他格外暴躁地翻了个身,蜷在空调被里接起了电话。
“喂。”还不等对方开口,萧桉便说:“没挂科,全部过了。”
电话那头懵了懵,说:“不看看几点了,还在睡?”
萧桉定睛一看是十点,彻底醒了神,一记翻滚从床上起来,推门出去。
可怜而饥肠辘辘的安安鸟,站在笼子里叫得魂都断了,声音仿佛就要报废的收音机。
“我错了,安安。”萧桉赶紧将手机拿开,手忙脚乱打开笼子的门:“别叫了,马上给你喂吃的。”

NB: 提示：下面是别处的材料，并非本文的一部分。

PR #475, opened 2018-12-04
Don't depend on nested repackaged Guava

glasser:
We have a perfectly fine copy of com.google.common.base.Strings that doesn't
depend on implementation details of the Google API client.


glasser:
This caused a problem for me in production when trying to use an upgraded version of the Google API client locally.

HenryCaiHaiying:
Looks good.

PR #479, opened 2018-12-29
ProgressMonitor: support Datadog-style tags

glasser:
Datadog's java-dogstatsd-client is a backwards-compatible extension to
java-statsd-client which works with normal statsd servers as well as Datadog's
dogstatsd server. This change is backwards compatible.

### DIFF
--- a/pom.xml
+++ b/pom.xml
@@ -334,9 +334,9 @@
             </exclusions>
         </dependency>
         <dependency>
-            <groupId>com.timgroup</groupId>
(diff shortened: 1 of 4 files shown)


glasser:
Here's an example of another project we use making a similar change (just to demonstrate that this library swap isn't completely unreasonable): https://github.com/apache/incubator-druid/pull/6605

HenryCaiHaiying:
Looks good.

PR #480, opened 2018-12-29
Avoid putting Message key/payload in an exception

### LINKED ISSUE #474: Remove or truncate payload and kafkaKey in Message.fieldsToString()
Sometimes, a stringified Message or ParsedMessage ends up in, say, a RuntimeException that is thrown and printed at crash time.  These classes contain kafkaKey and (especially) payload which can be very long (kilobytes or megabytes in our use case), multiple lines, contain PII, etc. I'd like to either truncate these fields to a much smaller length (say 1K) or even leave the fields out entirely. Does anything depend on these fields being fully included in toString?

glasser:
This exception happens frequently due to IO errors or due to FileRegistry
throwing during shutdown, so including what might be a ginormous binary blob
isn't great.

While we're at it, ensure that Message.toString() doesn't throw on non-UTF-8
data by explicitly using CharsetDecoder rather than relying on explicitly
unspecified behavior of `new String(byte[])`.

Fixes #474.


HenryCaiHaiying:
Looks OK.  For the code commenting style, once you got multiple lines in comments, it's better use the /* ... */ block style comment rather than one liner comment //

glasser:
Adjusted comments, thanks.

PR #481, opened 2018-12-29
Upload during graceful shutdown

glasser:
This new feature is disabled by default. However, there are two
other small changes introduced even with secor.upload.on.shutdown=false:

- If KafkaMessageIterator returns false from hasNext (only possible with the
  legacy iterator), perform a final upload at the end in this case too (whether
  or not the graceful shutdown feature is enabled).

- After trimming files, we immediate check again to see if we're supposed to
  upload the TopicPartition. This is needed for graceful shutdown (since there's
  not going to be another call to checkTopicPartition) and may also be helpful
  in other configurations.

### DIFF
--- a/src/main/java/com/pinterest/secor/consumer/Consumer.java
+++ b/src/main/java/com/pinterest/secor/consumer/Consumer.java
@@ -59,6 +59,10 @@ public class Consumer extends Thread {
     protected Uploader mUploader;
     // TODO(pawel): we should keep a count per topic partition.
     protected double mUnparsableMessages;
+    // If we aren't configured to upload on shutdown, then don't bother to check
+    // the volatile variable.
+    private boolean mUploadOnShutdown;
+    private volatile boolean mShuttingDown = false;
 
     public Consumer(SecorConfig config) {
         mConfig = config;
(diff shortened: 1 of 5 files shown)


src/main/java/com/pinterest/secor/consumer/Consumer.java
```diff
@@ -78,6 +82,24 @@ private void init() throws Exception {
...
         mUnparsableMessages = 0.;
+
+        mUploadOnShutdown = mConfig.getUploadOnShutdown();
+        if (mUploadOnShutdown) {
+            Runtime.getRuntime().addShutdownHook(this.new ShutdownHook());
+        }
+    }
+
+    // When the JVM starts to shut down, tell the Consumer thread to upload once and wait for it to finish.
+    private class ShutdownHook extends Thread {
```
HenryCaiHaiying: Maybe the class name should be called FinalUploadShutdownHook to make the purpose more explicit

glasser: Done

glasser:
Oops! This feature creates a deadlock.

If one of the consumer threads throws an unhandled exception, the UncaughtExceptionHandler in ConsumerMain will call System.exit(1).

**It calls this synchronously from within the thread itself.** That is, the consumer thread is now blocked on waiting for shutdown hooks to finish.

But the registered shutdown hook blocks on waiting for the consumer thread to finish. Oops! Deadlock — the rest of the program keeps running, though probably the other consumer threads will fall into the same deadlock sooner or later, and then you just have a zombie program.

I'll submit a PR to fix it.

glasser:
See #593.

PR #567, opened 2019-02-15
Improve license on files header

drrzmr:
- Use license text from: https://www.apache.org/legal/src-headers.html#headers
- Remove javadoc dangling comments
- Add license to all java files


HenryCaiHaiying:
Looks good, thanks.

“你们的鸟怎么还在?”萧光明听见声音,就想起了上回被安安鸟支配的恐惧。
他特别怕这种会动的小动物,比如鸟和青蛙。
“我们的鸟、还有安安鸟都还健在。”萧桉转身去取滋养丸,安安鸟已经很自觉地飞到了站架上,乖乖地等待喂食。
萧光明反应了有一会儿,才怒道:“讲话正经点儿,十九岁了还流里流气的!”
鸟食儿被倒进兜里,安安鸟饿得一记猛啄,萧桉看它饿得慌,又给它加了点儿。